• **What the task asks**
Filter the entries down to the lines holding "method", then copy those lines.

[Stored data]
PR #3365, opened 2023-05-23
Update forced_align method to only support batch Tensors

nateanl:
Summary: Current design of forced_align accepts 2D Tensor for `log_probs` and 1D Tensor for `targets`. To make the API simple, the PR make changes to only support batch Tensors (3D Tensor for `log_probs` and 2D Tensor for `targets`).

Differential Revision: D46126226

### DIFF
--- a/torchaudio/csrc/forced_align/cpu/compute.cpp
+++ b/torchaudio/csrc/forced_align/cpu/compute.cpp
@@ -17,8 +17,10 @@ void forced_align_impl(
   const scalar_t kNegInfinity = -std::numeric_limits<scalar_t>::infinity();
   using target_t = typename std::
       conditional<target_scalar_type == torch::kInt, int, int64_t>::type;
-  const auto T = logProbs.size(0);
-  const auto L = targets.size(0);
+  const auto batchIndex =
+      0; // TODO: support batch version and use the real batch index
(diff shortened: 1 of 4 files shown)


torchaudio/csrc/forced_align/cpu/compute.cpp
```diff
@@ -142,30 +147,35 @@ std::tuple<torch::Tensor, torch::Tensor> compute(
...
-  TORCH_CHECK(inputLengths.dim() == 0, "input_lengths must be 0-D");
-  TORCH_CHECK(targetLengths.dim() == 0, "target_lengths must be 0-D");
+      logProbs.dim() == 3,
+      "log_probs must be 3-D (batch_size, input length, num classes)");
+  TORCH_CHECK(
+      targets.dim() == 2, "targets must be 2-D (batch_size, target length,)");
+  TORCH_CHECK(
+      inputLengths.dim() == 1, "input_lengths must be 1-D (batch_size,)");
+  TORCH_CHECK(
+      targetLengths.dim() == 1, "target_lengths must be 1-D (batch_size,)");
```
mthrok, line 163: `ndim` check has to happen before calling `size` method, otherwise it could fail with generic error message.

==

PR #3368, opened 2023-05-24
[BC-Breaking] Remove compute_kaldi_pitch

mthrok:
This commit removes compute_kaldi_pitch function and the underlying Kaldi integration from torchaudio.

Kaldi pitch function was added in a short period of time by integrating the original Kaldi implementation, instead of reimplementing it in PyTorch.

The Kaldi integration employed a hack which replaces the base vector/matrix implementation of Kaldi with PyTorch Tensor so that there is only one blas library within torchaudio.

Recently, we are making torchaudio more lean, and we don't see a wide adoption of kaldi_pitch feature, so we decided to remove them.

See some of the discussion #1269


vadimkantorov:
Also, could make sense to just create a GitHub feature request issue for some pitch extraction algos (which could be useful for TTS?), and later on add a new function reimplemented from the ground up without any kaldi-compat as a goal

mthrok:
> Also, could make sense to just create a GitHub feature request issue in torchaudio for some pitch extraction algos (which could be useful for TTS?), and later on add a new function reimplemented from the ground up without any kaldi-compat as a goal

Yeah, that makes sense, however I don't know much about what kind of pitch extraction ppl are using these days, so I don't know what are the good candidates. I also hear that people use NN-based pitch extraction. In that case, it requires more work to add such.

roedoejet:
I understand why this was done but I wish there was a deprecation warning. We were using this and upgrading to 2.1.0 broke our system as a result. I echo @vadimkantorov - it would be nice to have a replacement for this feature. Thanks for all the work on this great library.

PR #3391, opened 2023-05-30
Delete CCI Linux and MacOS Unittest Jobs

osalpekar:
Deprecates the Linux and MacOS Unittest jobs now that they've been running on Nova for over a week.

• **Result of the exercise**
Update forced_align method to only support batch Tensors
mthrok, line 163: `ndim` check has to happen before calling `size` method, otherwise it could fail with generic error message.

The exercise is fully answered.